Recently released State of Illinois public school report card figures show PPS with a 2021 chronic truancy rate of 54.6% and chronic absenteeism at 43.4%. Adkins-Dutro said that poses a problem as the district adheres to grade-level social promotion before high school.

“The district will say retention doesn't work, and we'll say, ‘You're right, retention doesn't work, but social promotion doesn't work either,” said Adkins-Dutro. “So when you're talking about absenteeism, it gets exacerbated when students are moved on and they haven't gotten, say, the fifth-grade skills they need in order to be successful in sixth grade.”

He said better alternative schooling options would help address the issue.

“The current superintendent has decimated the alternative schooling we did have,” Adkins-Dutro claimed. “Woodruff had, I believe, three or four different programs there that — poof — are gone. They have hired an outside entity to take on 50 elementary school students who are not being successful in the traditional setting.

“But we need real alternative schools with high-quality master teachers at all levels, and we need summer school. In addition to that, ironically, the district has gone in the opposite direction and they've gotten rid of almost all of that.”

But Kherat said Adkins-Dutro’s allegation is not accurate.

“We have more alternative programming and resources than ever before for our students. Almost all of it has been implemented since I came on board in 2015,” said Kherat. “For example, the number of options for alternative programming— we had zero for primary (school). There were no alternative options for primary. Now we have four alternative options for students in primary buildings.

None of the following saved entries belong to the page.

PR #134, opened 2023-01-30
changelog: start listing changes since 0.12

jnikula:
Start listing changes since 0.12, with hopes of gearing towards a 0.13 release in the near future. There's been a lot of changes since 0.12, maybe more than in any other release, and I'd like to get it out sooner rather than later. (Release early, release often, and all that.)

@BrunoMSantos How does the hat-tip to your employer look like? 

I think the main blockers for 0.13 are documenting the C++ support, as well as adding any C++ features that you think we absolutely need before making a release. Not to put any pressure on you. ;)

I'm also fine with downgrading "Support for documenting C++" to "Initial support for documenting C++", depending on the level of support and/or boasting.

### DIFF
--- a/CHANGELOG.rst
+++ b/CHANGELOG.rst
@@ -6,6 +6,39 @@ Unreleased `master`_
 
 :Date: YYYY-MM-DD
 
+Added
+~~~~~
+
+* Early support for documenting C++ (contributions courtesy of `Critical Software`_)
+* Support for extending documentation comment parsing and transformations via
+  ``hawkmoth-process-docstring`` event
+* ``hawkmoth_transform_default`` configuration option for the
+  ``hawkmoth-process-docstring`` event
+* ``hawkmoth_root`` configuration option to replace ``cautodoc_root``
+* ``hawkmoth_clang`` configuration option to replace ``cautodoc_clang``
+* Built-in extensions for Javadoc and Napoleon comment handling
+
+.. _Critical Software: https://www.criticalsoftware.com/
+
+Changed
+~~~~~~~
+
+* Typedefed anonymous struct, union, and enum parsing to be more explicit
+* ``cautodoc_transformations`` handling moved to a built-in extension
+* Lots of test suite refactoring and cleanups
+
+Deprecated
+~~~~~~~~~~
+
+* ``cautodoc_root`` configuration option in favour of ``hawkmoth_root``
+* ``cautodoc_clang`` configuration option in favour of ``hawkmoth_clang``
+
+Removed
+~~~~~~~
+
+* ``cautodoc_compat`` configuration option
+* ``compat`` directive option
+
 Hawkmoth `0.12.0`_
 ------------------
 


BrunoMSantos:
> Start listing changes since 0.12, with hopes of gearing towards a 0.13 release in the near future. There's been a lot of changes since 0.12, maybe more than in any other release, and I'd like to get it out sooner rather than later. (Release early, release often, and all that.)

Indeed!

> @BrunoMSantos How does the hat-tip to your employer look like?

Think it's good given what I discussed with them.

> I think the main blockers for 0.13 are documenting the C++ support, as well as adding any C++ features that you think we absolutely need before making a release. Not to put any pressure on you. ;)
> 
> I'm also fine with downgrading "Support for documenting C++" to "Initial support for documenting C++", depending on the level of support and/or boasting.

Right, the critical piece missing is namespaces I think, but I haven't made it a priority. I'm trying to improve a few things in the parser 1st. How do you feel about waiting until this next weekend? If it's not going fast enough, we release earlier, otherwise we may attempt a more complete release (C++ wise).

I'd also be ok with documenting what we have and leave a loud warning that it is experimental with a list of stuff we know is missing. Just the other day I remembered a few more missing things in fact, though nothing nearly as critical as namespaces.

CHANGELOG.rst
```diff
@@ -6,6 +6,39 @@ Unreleased `master`_
 
 :Date: YYYY-MM-DD
 
+Added
+~~~~~
+
+* Support for documenting C++ (contributions courtesy of `Critical Software`_)
```
BrunoMSantos, line 12: Not sure if you intend to merge this PR as it is for us to add things as we go along (not a bad idea by the way, and do so from now on for upcoming releases).

Anyway, if that's the case, I would only ask you to temper this sentence. Call it 'early support for' or 'cpp domain enablement' for now.

jnikula:
> Right, the critical piece missing is namespaces I think, but I haven't made it a priority. I'm trying to improve a few things in the parser 1st. How do you feel about waiting until this next weekend? If it's not going fast enough, we release earlier, otherwise we may attempt a more complete release (C++ wise).

I'm not *that* much in a rush, I'm leaning towards releasing something that's usable for documenting C++. Doesn't have to be complete, but I also don't want folks to try it out and think it's unusable. It's fine if people think "this doesn't cover the obscure feature I need, bummer" but less so if they go "can't do anything, what a waste of time to even try".

I'm also depending on you to define what "usable" means here. :)

CHANGELOG.rst
jnikula: I think I'll call it "early" or something for now, and we can adjust it later before the release, depending on what we have.

It would be great to update the changelog with the changes as they come instead of right before release, but nobody ever likes to write changelogs. :)

BrunoMSantos:
> > Right, the critical piece missing is namespaces I think, but I haven't made it a priority. I'm trying to improve a few things in the parser 1st. How do you feel about waiting until this next weekend? If it's not going fast enough, we release earlier, otherwise we may attempt a more complete release (C++ wise).
> 
> I'm not _that_ much in a rush, I'm leaning towards releasing something that's usable for documenting C++. Doesn't have to be complete, but I also don't want folks to try it out and think it's unusable. It's fine if people think "this doesn't cover the obscure feature I need, bummer" but less so if they go "can't do anything, what a waste of time to even try".
> 
> I'm also depending on you to define what "usable" means here. :)

Right, then I'd say we need namespaces for sure. It's an almost universal pattern to put everything in namespace blocks, and we don't recurse into those at the moment.

jnikula:
@BrunoMSantos Also, let me know if there's anything I could do to help. Like, maybe I could pick up what you had for documentation and rebase and polish that? Or any blockers?

jnikula:
> Not sure there's a huge benefit in doing this before or after the namespace thing, but I was nerd snipped into it and that's what I'm going with sweat_smile

I feel you! xD

BrunoMSantos:
> Thanks, I'll push the documentation part in case you want to have a look then. I don't think I changed it much since the version you saw.

Pushed here: https://github.com/BrunoMSantos/hawkmoth/tree/cpp-docs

“We have seven alternative options for students in middle school age, and then there are 10 alternatives, including the union president works in one of those alternative buildings. So tell me, I can guarantee you that you will not find another school district in the state of Illinois where you have all of these alternative options — 21 alternative options for individuals who just need a different setting in a different environment.”

Adkins-Dutro said improving teacher morale would lead to students getting a better education. The contract bargaining session begins in March.